**Exercise objective:** The answer must be the full listing, retyped exactly.

Supplied entries: Begin

PR #659, opened 2021-11-12
Develop

Olexandr6:
[DEMO LINK](https://Olexandr6.github.io/react_list-of-goods/)

### DIFF
--- a/src/App.tsx
+++ b/src/App.tsx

Supplied entries: End

**Task response:**
PR #659, opened 2021-11-12
Develop

Olexandr6:
[DEMO LINK](https://Olexandr6.github.io/react_list-of-goods/)

### DIFF
--- a/src/App.tsx
+++ b/src/App.tsx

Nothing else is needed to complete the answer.